Therefore, making changes to the codebase is necessarily a review-intensive process. No one wants bugs, but no one can afford consensus bugs. This page describes how to make and review non-consensus changes. The process for consensus changes includes not only the entirety of this document, but also the SIP process.
A good PR review sets both the submitter and reviewers up for success. It minimizes the time required by both parties to get the code into an acceptable state, without sacrificing quality or safety. Unlike most other software development practices, safety is the primary concern. A PR can and will be delayed or closed if there is any concern that it will lead to unintended consensus-breaking changes.
This document describes some best practices on how to create and review PRs in this context. The target audience is people who have commit access to this repository (reviewers), and people who open PRs (submitters). This is a living document -- developers can and should document their own additional guidelines here.
This document is formatted like a checklist. Each paragraph is one goal or action item that the reviewer and/or submitter must complete. The key take-away from each paragraph is bolded.
The overall task of a reviewer is to create an acceptance plan for the submitter. This is simply the list of things that the submitter must do in order for the PR to be merged. The acceptance plan should be coherent, cohesive, succinct, and complete enough that the reviewer will understand exactly what they need to do to make the PR worthy of merging, without further reviews. The lack of ambiguity is the most important trait of an acceptance plan.
Reviewers should strive to complete the review in one round.
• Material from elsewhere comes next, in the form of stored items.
PR #382, opened 2017-03-10
Fixed style in promo text

Himura2la:
The previous translation was really bad, I tried hard to understand why this tool will help me share knowledge ABOUT the markdown language. Then I switched to English and realized the real meaning.
Now it's much clearer


jackycute:
Thanks @Himura2la

Himura2la:
Yeas were passing...
image

PR #384, opened 2017-03-12
Webpack fixes

Yukaii:
### Changes

- limit CopyWebpackPlugin only copy files that needed
- Hide assets list in webpack build output


jackycute:
Thanks @Yukaii

PR #387, opened 2017-03-13
Extract CodeMirror instance

Yukaii:
### Changes

- Extract codemirror instance out of `public/js/index.js` to `public/js/lib/editor/index.js`
- Extract common jquery ui node out of `public/js/index` to `public/js/lib/editor/ui-elements.js`
- Extract `wrapTextWith` to `public/js/lib/editor/utils.js`
- Change `.editorconfig` to meet our new standardjs indent favor
- Patch more global variable to standardjs global variable list

### DIFF
--- a/.editorconfig
+++ b/.editorconfig
@@ -3,7 +3,7 @@ root = true
 # Tab indentation
 [*]
 indent_style = space
-indent_size = 4
+indent_size = 2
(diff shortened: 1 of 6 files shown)


jackycute:
Pretty well, thanks @Yukaii

PR #417, opened 2017-04-05
Refactor editor cont.

Yukaii:
### Changes

- Seperate `line:column` and `selection` event binding
- Implement multiple event listener on the same CM event
    ```js
    const editor = new Editor()
    editor.on('cm-event', function() { console.log('first function 1') })
    editor.on('cm-event', function() { console.log('first function 2') })
    ```
   - Editor class maintain an array of functions internally, call each one on CM event sequentially
- Move `addStatusbar` method into editor class, since it's component of editor
- Drop global ui referencing in `extra.js`
- Minor coding fixes
- Create a editor config class (`public/js/lib/editor/config.js`), just a simple object store that can be shared across classes.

The reviewer should provide enough detail to the submitter that the submitter can make all of the requested changes without further supervision. Whenever possible, the reviewer should provide all of these details publicly as comments, so that other reviewers can vet them as well.
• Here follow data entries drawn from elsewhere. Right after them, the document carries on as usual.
PR #421, opened 2017-04-11
Backend code refactoring - part 1 

a60814billy:
- [x] Extract Auth Method from app.js
- [x] Separate routing method from app.js
- [x] Refactor config.js improve readability


app.js
```diff
@@ -154,63 +141,19 @@ server.on('resumeSession', function (id, cb) {
...
-app.use(function (req, res, next) {
-  try {
-    decodeURIComponent(req.path)
-  } catch (err) {
-    logger.error(err)
-    return response.errorBadRequest(res)
-  }
-  next()
-})
+app.use(require('./lib/web/middleware/checkURiValid'))
```
Yukaii: Would it be better if we use the camel case convention `checkUrlValid` ? 😕

a60814billy: The middleware is checking uri only, I'll rename to checkURIValid

SISheogorath:
Very nice! I like the new structure!

jackycute:
Thanks @a60814billy

PR #425, opened 2017-04-17
Remove executable permission from static files

PeterDaveHello:


jackycute:
Thanks @PeterDaveHello

PR #427, opened 2017-04-17
Fix indent in views, shouldn't mix tabs with spaces

PeterDaveHello:
cc @jackycute


jackycute:
Yeah, that's true.
I think we need linter for checking `ejs` template files.

Anyway, thanks again @PeterDaveHello

PR #428, opened 2017-04-18
Move to Ubuntu Trusty on Travis CI and remove apt add-on

PeterDaveHello:
Two reasons here:

1) Ubuntu Precise is reaching EOL, though Travis CI may take care of it.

Reviewers should aim to perform a reviewer in one sitting whenever possible. This enables a reviewer to time-box their review, and ensures that by the time they finish studying the patch, they have a complete understanding of what the PR does in their head. This, in turn, sets them up for success when writing up the acceptance plan. It also enables reviewers to mark time for it on their calendars, which helps everyone else develop reasonable expectations as to when things will be done.
Code reviews should be timely. A PR review should begin no more than 2 business days after the PR is submitted. The develop
and next
branches in particular often change quickly, so letting a PR languish only creates more merge work for the submitter. If a review cannot be begun within 2 business days, then the reviewers should tell the submitter when they can begin. This gives the reviewer the opportunity to keep working on the PR (if needed) or even withdraw and resubmit it.
Everyone is busy all the time with a host of different tasks. Consequently, a PR's size and scope should be constrained so that a review can be written for it no more than 2 hours. This time block starts when the reviewer opens the patch, and ends when the reviewer hits the "submit review" button. If it takes more than 2 hours, then the PR should be broken into multiple PRs unless the reviewers agree to spend more time on it. A PR can be rejected if the reviewers believe they will need longer than this.
The size and scale of a PR depend on the reviewers' abilities to process the change. Different reviewers and submitters have different levels of familiarity with the codebase. Moreover, everyone has a different schedule -- sometimes, some people are more busy than others. A successful PR submitter takes the reviewers' familiarity and availability into account when crafting the PR, even going to far as to ask in advance if a particular person could be available for review.
A PR submission's text should answer the following questions for reviewers:
- What problem is being solved by this PR?
- What does the solution do to address them?
- Why is this the best solution? What alternatives were considered, and why are they worse?
- What do reviewers need to be familiar with in order to provide useful feedback?
- What issue(s) are addressed by this PR?
- What are some hints to understanding some of the more intricate or clever parts of the PR?
In addition, the PR submission should answer the prompts of the Github template we use for PRs.
The code itself should adhere to the following guidelines, which both submitters and reviewers should check:
- Each file must have a copyright statement.
- Any new non-test modules should have module-level documentation explaining what the module does, and how it fits into the blockchain as a whole.
- Any new files must have some top-of-file documentation that describes what the contained code does, and how it fits into the overall module.
Within the source files, the following code documentation standards are expected:
- Each public function, struct, enum, and trait should have a Rustdoc comment block describing the API contract it offers. This goes for private structs and traits as well.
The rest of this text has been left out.